= Work to complete =
Go over the entries below line by line, copying each one that contains the word "have".

= Records supplied =
PR #1666, opened 2021-03-07
Added website and sensor specifications for Jansite TPMS Model Solar

freundm:


zuckschwerdt:
Thanks. First line should be a title and end with a dot and two newlines. (just put the link in an extra line).
We want to stick to 7bit ascii in source files, "±" and "°" need to be replaced.

freundm:
Fixed.

I pulled the ° from [src/devices/tpms_jansite.c](https://github.com/merbanan/rtl_433/blob/master/src/devices/tpms_jansite.c#L14), I can remove that as well if you want.

merbanan:
I have now merged the decoder, can you rebase your PR ?

AutomGuy:
Hi Guys,
i have a question. what is the send intervall of the jansite solar TPMS?

Many thx in advance

PR #1671, opened 2021-03-12
Add Amazon Basics Meat Thermometer decoder

merbanan:


merbanan:
@zuckschwerdt do you have a suggestion for a good model name?

zuckschwerdt:
Maybe `Basics-Meat` as the distributor and kind are easily implied.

= Answer to this exercise =
I have now merged the decoder, can you rebase your PR ?
i have a question. what is the send intervall of the jansite solar TPMS?
@zuckschwerdt do you have a suggestion for a good model name?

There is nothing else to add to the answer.